# First Look ~ New SpitJack 11" Brisket Knife



## thirdeye (Mar 11, 2021)

Called a "BBQ Competition-Chef Series Knife" in my email last week which contained an offer that sounded too good to be true. The details were: List price $40, Every day price $27, and SpitJack Club Member (one time) price of $20 with free returns. So I pulled the trigger.








I'm not a flavor-of-the month kind of guy, I do have a collection of knives, both sporting and kitchen styles, and I shoot from the hip when it comes to likes and dis-likes of any product. Clearly it's too soon for a full review.... but here are my "First Look" observations.
1. $20 - That's hard to ignore, but will it be worth the regular price which seems reasonable.
2. The box is really nice, it has a padded cut-out that swallows the knife, it's heavy duty, and has a magnetic closure on the front flap.
3. The design and lines are sharp it has a full tang, there is good fit and finish work on the triple rivets, handle and pommel. Other than a reverse pommel angle, the SpitJack kinda sorta resembles some Dalstrong models of carving knives.
4. The grip fits my hand well, the knife feels hefty, yet amazingly balanced to me.
5. The blade is very sharp out of the box and passes the paper test all the way to the rounded point with no problem at all. I'm guessing it has a blade angle between 14° and 17°.
6. I would call the blade semi-flexible, meaning flexible enough to follow contours of something like a bone-in ham, but stout enough for very straight cuts on something deep like a prime rib.

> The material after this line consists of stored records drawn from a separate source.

Issue #4290, opened 2021-11-16
Rewrite `SpoonPom.guessMavenHome` so that it correctly looks up the path to `mvn` executable


algomaster99:
`SpoonPom.guessMavenHome` abruptly stopped working on Windows in sorald (one of spoon's user). Its reason has been documented [here](https://github.com/INRIA/spoon/pull/4272#issuecomment-968293590) and for now, we have implemented a [workaround](https://github.com/SpoonLabs/sorald/pull/617) in sorald which lets our tests pass. However, we could re-implement `guessMavenHome` and overall improve [SpoonPom.java](https://github.com/INRIA/spoon/blob/master/src/main/java/spoon/support/compiler/SpoonPom.java) in terms of [error messages](https://github.com/INRIA/spoon/blob/master/src/main/java/spoon/support/compiler/SpoonPom.java#L568) and how it fetches the path. We can follow how it is implemented in [Java Language Server](https://github.com/georgewfraser/java-language-server/commit/40b76143b17f9b0fcd3d09106d621f45f6c61cea). This would perform the exact look up of the executable and won't rely on executing `mvn -version`.

slarse:
> SpoonPom.guessMavenHome abruptly stopped working on Windows in sorald (one of spoon's user).

Correction: It never worked on Windows in the presence of a `SecurityManager` :)

PR #4298, opened 2021-11-19
fix: lookup absolute path to maven executable

algomaster99:
Fixes https://github.com/INRIA/spoon/issues/4290

Initially, it fetched "maven home" which is the path to the installation directory of maven. I, instead, try to look up the absolute path of the maven executable. I saw that the path was used to [build class path ](https://github.com/INRIA/spoon/blob/a9aa2296f4858baa6188955b9be63a849135d8de/src/main/java/spoon/support/compiler/SpoonPom.java#L571) and we can directly use the executable there.

I shall open this PR for review once I test the patch in sorald on a Windows machine.

### DIFF
--- a/src/main/java/spoon/support/compiler/SpoonPom.java
+++ b/src/main/java/spoon/support/compiler/SpoonPom.java
@@ -29,7 +29,12 @@ import spoon.compiler.SpoonFolder;
 import spoon.compiler.SpoonResource;
 import spoon.compiler.SpoonResourceHelper;
 
-import java.io.*;
+import java.io.BufferedReader;
+import java.io.File;
+import java.io.FileNotFoundException;
+import java.io.FileReader;
+import java.io.IOException;
+import java.io.InputStreamReader;
 import java.nio.file.Path;
 import java.nio.file.Paths;
 import java.util.ArrayList;
--- a/src/main/java/spoon/support/compiler/SpoonPom.java
+++ b/src/main/java/spoon/support/compiler/SpoonPom.java
@@ -48,7 +48,6 @@ import java.util.regex.Matcher;
 import java.util.regex.Pattern;
 
 public class SpoonPom implements SpoonResource {
-	static String mavenVersionParsing = "Maven home: ";
 	static String spoonClasspathTmpFileName = "spoon.classpath.tmp";
 	static String spoonClasspathTmpFileNameApp = "spoon.classpath-app.tmp";
 	static String spoonClasspathTmpFileNameTest = "spoon.classpath-test.tmp";
@@ -517,39 +516,23 @@ public class SpoonPom implements SpoonResource {
 	}
 
 	/**
-	 * Try to guess Maven home when none is provided.
-	 * @return the path toward maven install on the local machine.
+	 * Lookup absolute path to maven executable.
+	 * @return the path toward maven executable on machine.
 	 */
 	public static String guessMavenHome() {
-		String mvnHome = null;
-		try {
-			String[] cmd;
-			if (System.getProperty("os.name").contains("Windows")) {
-				cmd = new String[]{"mvn.cmd", "-version"};
-			} else if (System.getProperty("os.name").contains("Mac")) {
-				cmd = new String[]{"sh", "-c", "mvn -version"};
-			} else {
-				cmd = new String[]{"mvn", "-version"};
-			}
-			Process p = Runtime.getRuntime().exec(cmd);
-			try (BufferedReader output = new BufferedReader(new InputStreamReader(p.getInputStream()))) {
-				String line;
-
-				while ((line = output.readLine()) != null) {
-					if (line.contains(mavenVersionParsing)) {
-						return line.replace(mavenVersionParsing, "");
-					}
-				}
-			}
-
-			p.waitFor();
-		} catch (IOException e) {
-			throw new SpoonException("Maven home detection has failed.");
-		} catch (InterruptedException e) {
-			Thread.currentThread().interrupt();
-			throw new SpoonException("Maven home detection was interrupted.");
+		String executableName;
+		if (System.getProperty("os.name").contains("Windows")) {
+			executableName = "mvn.cmd";
+		} else {
+			executableName = "mvn";
 		}
-		return mvnHome;
+		for (String dirname : System.getenv("PATH").split(File.pathSeparator)) {
+			File file = new File(dirname, executableName);
+			if (file.isFile() && file.canExecute()) {
+				return file.getAbsolutePath();
+			}
+		}
+		return null;
 	}
 
 	/**
--- a/src/main/java/spoon/support/compiler/SpoonPom.java
+++ b/src/main/java/spoon/support/compiler/SpoonPom.java
@@ -34,7 +34,6 @@ import java.io.File;
 import java.io.FileNotFoundException;
 import java.io.FileReader;
 import java.io.IOException;
-import java.io.InputStreamReader;
 import java.nio.file.Path;
 import java.nio.file.Paths;
 import java.util.ArrayList;
--- a/src/main/java/spoon/support/compiler/SpoonPom.java
+++ b/src/main/java/spoon/support/compiler/SpoonPom.java
@@ -29,11 +29,7 @@ import spoon.compiler.SpoonFolder;
 import spoon.compiler.SpoonResource;
 import spoon.compiler.SpoonResourceHelper;
 
-import java.io.BufferedReader;
-import java.io.File;
-import java.io.FileNotFoundException;
-import java.io.FileReader;
-import java.io.IOException;
+import java.io.*;
 import java.nio.file.Path;
 import java.nio.file.Paths;
 import java.util.ArrayList;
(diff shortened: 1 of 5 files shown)


algomaster99:
@slarse Qodana tells [what the error is](https://github.com/INRIA/spoon/runs/4265820752?check_suite_focus=true#step:8:188), but I am not sure where to look at it. What is the source position of the error? Can we figure that out?

MartinWitt:
There was an update to qodana, and we had a solution planed. I pushed the (hopefully) fix to your branch as a tempoary solution. I hope to create a PR this weekend fixing this with a GitHub action created by @SirYwell

MartinWitt:
Qodana doesn't like the return of null instead of throwing an exception. Returning null instead of a String seems wrong. Maybe add an exception instead of null?

src/main/java/spoon/support/compiler/SpoonPom.java
```diff
@@ -564,9 +547,6 @@ public static String guessMavenHome() {
 	public String[] buildClassPath(String mvnHome, MavenLauncher.SOURCE_TYPE sourceType, Logger LOGGER, boolean forceRefresh) {
 		if (mvnHome == null) {
 			mvnHome = guessMavenHome();
-			if (mvnHome == null) {
-				throw new SpoonException("M2_HOME must be initialized to use this MavenLauncher constructor.");
-			}
```
algomaster99, line 569: No longer needed because `guessMavenHome` throws an exception if it does not return a string.

algomaster99:
@MartinWitt 
> Qodana doesn't like the return of null instead of throwing an exception.

That shouldn't be the case because `null` is returned by a lot of methods in Spoon. Moreover, severity level of "Return of `null`" in the job is "warning" so I don't think that the tests would _fail_ because of returning `null`. Regardless, I threw an exception instead, but it didn't work.

Opening this PR for review as I have tested this patch in Sorald on a Windows laptop. We would no longer need [this workaround](https://github.com/SpoonLabs/sorald/pull/617) there.

MartinWitt:
@I-Al-Istannen had the fix, and he is preparing a separate PR for this.

algomaster99:
> Returning null is a bad smell, either we return Optional or throw Exceptions

I agree that returning `null` is a bad smell. However, we had PRs passing quality checks after qodana was configured even though `return null` existed in the codebase.

> We should try to get away from it.

Completely agree.

Thanks for the fix! Do you plan to review it now or should we wait for @I-Al-Istannen to submit the PR and then I will incorporate that patch into this PR?

src/main/java/spoon/support/compiler/SpoonPom.java
```diff
@@ -517,39 +516,23 @@ private void generateClassPathFile(File mvnHome, MavenLauncher.SOURCE_TYPE sourc
...
+		String executableName;
+		if (System.getProperty("os.name").contains("Windows")) {
+			executableName = "mvn.cmd";
+		} else {
+			executableName = "mvn";
+		}
+		for (String dirname : System.getenv("PATH").split(File.pathSeparator)) {
+			File file = new File(dirname, executableName);
+			if (file.isFile() && file.canExecute()) {
+				return file.getAbsolutePath();
```
slarse, line 532: This doesn't seem right to me. "Maven home" is the path to the Maven install directory, not the path to the Maven executable.

Does this actually work for running the `MavenLauncher`?

I would also advice extracting this into a separate method ('Path getExecutablePath(String name)`) or something like that, and throw the exception from there instead.

algomaster99: @slarse `Maven home` and `Maven executable` are indeed different things. I tried to look up Maven home in PATH, but it did not exist, so I checked how the path to maven home is being used in the codebase. I found out that there were only two places.
1. Used to [generate a classpath file](https://github.com/INRIA/spoon/blob/a9aa2296f4858baa6188955b9be63a849135d8de/src/main/java/spoon/support/compiler/SpoonPom.java#L571). I did not meticulously read the method definition, but it seems like it tries to build the classpath if it doesn't exist.
2. Used to [run checkstyle](https://github.com/INRIA/spoon/blob/a9aa2296f4858baa6188955b9be63a849135d8de/src/test/java/spoon/test/prettyprinter/DefaultPrettyPrinterTest.java#L525) in this test, although it is ignored.

From these two usages, I felt that looking up the path to executable would suffice, and maven home is not actually needed. 

> Does this actually work for running the MavenLauncher?

Yes, it does, and this corroborated my patch.

algomaster99: I decided to keep the intended behaviour. Pushed the changes for it.

algomaster99:
@monperrus ping for reviews.

algomaster99:
@MartinWitt I am extracting your changes to the workflow in a separate PR.

MartinWitt:
We have a PR already here, https://github.com/INRIA/spoon/pull/4301. I thought @slarse is merging it after his comment.

src/test/java/spoon/MavenLauncherTest.java
```diff
@@ -208,12 +208,11 @@ public void mavenLauncherTestMultiModulesAndVariables() {
...
-		String mvnHome = (String) method.invoke(null, new Object[]{});
-		File mvnDir = new File(mvnHome);
-		assertTrue(mvnDir.exists());
-		assertTrue(mvnDir.isDirectory());
+	public void testGuessMavenHome() {
+		// contract: it should correctly fetch path to maven home
+		String pathToMavenHome = SpoonPom.guessMavenHome();
+		File mavenHome = new File(pathToMavenHome);
+		assertTrue(mavenHome.exists());
+		assertTrue(mavenHome.isDirectory());
```
algomaster99, line 216: Please note that I also removed using reflection to invoke `guessMavenHome`.

algomaster99:
@monperrus ping for merge.

slarse:
> We have a PR already here, #4301. I thought @slarse is merging it after his comment.

Well, that was the idea. But I forgot and this week is a bit heavy.

Will be AWOL until the weekend, someone else tag in for this PR or I'll get to it on Saturday.

src/main/java/spoon/support/compiler/SpoonPom.java
```diff
@@ -541,15 +535,30 @@ public static String guessMavenHome() {
...
 		}
-		return mvnHome;
+		throw new SpoonException("Couldn't find path to maven home.");
+	}
+
+	private static String getPathToMavenExecutable() {
+		String executableName;
+		if (System.getProperty("os.name").contains("Windows")) {
+			executableName = "mvn.cmd";
+		} else {
```
MartinWitt, line 552: Does this work on Mac? You removed the Mac case?

src/test/java/spoon/MavenLauncherTest.java
```diff
@@ -208,12 +208,11 @@ public void mavenLauncherTestMultiModulesAndVariables() {
...
-		method.setAccessible(true);
-		String mvnHome = (String) method.invoke(null, new Object[]{});
-		File mvnDir = new File(mvnHome);
-		assertTrue(mvnDir.exists());
-		assertTrue(mvnDir.isDirectory());
+	public void testGuessMavenHome() {
+		// contract: it should correctly fetch path to maven home
+		String pathToMavenHome = SpoonPom.guessMavenHome();
+		File mavenHome = new File(pathToMavenHome);
+		assertTrue(mavenHome.exists());
```
MartinWitt, line 215: Can you add here a String explaining what failed? The error message of `assertTrue` is kinda bad.

src/main/java/spoon/support/compiler/SpoonPom.java
algomaster99: Yes. I tested it [here](https://github.com/SpoonLabs/sorald/runs/4309903908?check_suite_focus=true#step:5:8).

1. I get the absolute path to the maven executable as I have done in this PR.
2. Execute `</absolute/path/to/maven> -version`.

src/test/java/spoon/MavenLauncherTest.java
algomaster99: I throw a `SpoonException` in `guessMavenHome` (message: Couldn't find path to maven home.). We will never reach this line if the test fails.

Is this the correct to way to write this test because it doesn't make sense to `assertDoesNotThrow`?

monperrus: Agree, assertTrue with message is a best practice, but in this case we can proceed.

Keeping trace of this in good first issue #4307

monperrus:
Thanks a lot @algomaster99 for the solution and @slarse @MartinWitt for the review.

src/test/java/spoon/MavenLauncherTest.java
slarse: I've been thinking to introduce the full range of Hamcrest matchers into Spoon, they truly bring some wonderful expressiveness to tests. The perfect matcher here would be `aFileNamed()`.

algomaster99: Completely agree. Moreover, it would also help refactor our tests. We currently use Junit4, Junit5, and hamcrest. It's best to have just one library handling it all.

slarse: Hamcrest is just the matchers, it's not a testing framework. So, it would be Junit5 + Hamcrest matchers.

Technically a Granton edge slicing/carving knife here is how it compares to my current favorite carving knife which is a 14" Victorinox brand:






7. The SpitJack is 29 grams heavier than the Victorinox.
8. The Victorinox has a textured Fibrox handle which is more generous in width and it curls at the butt to reduce slippage. It too is very well balanced. It's cost was around $45.
9. The SpitJack has wider grooves and they are farther up on the cheek.
10. The Victorinox has a higher blade height for more cutting board clearance which may seem trivial.... but it comes into play if you are wearing a hot glove under a Nitrile glove.
11. I have not seen a county of origin or detailed description of the steel on the SpitJack. My Victorinox is Swss made.
12. The sheer size of the Victorinox is great for showing off, and I can get a true one-stroke cut everytime.... but I have to store mine on a magnetic knife holder and it's a pain to wrap up when transporting to an event.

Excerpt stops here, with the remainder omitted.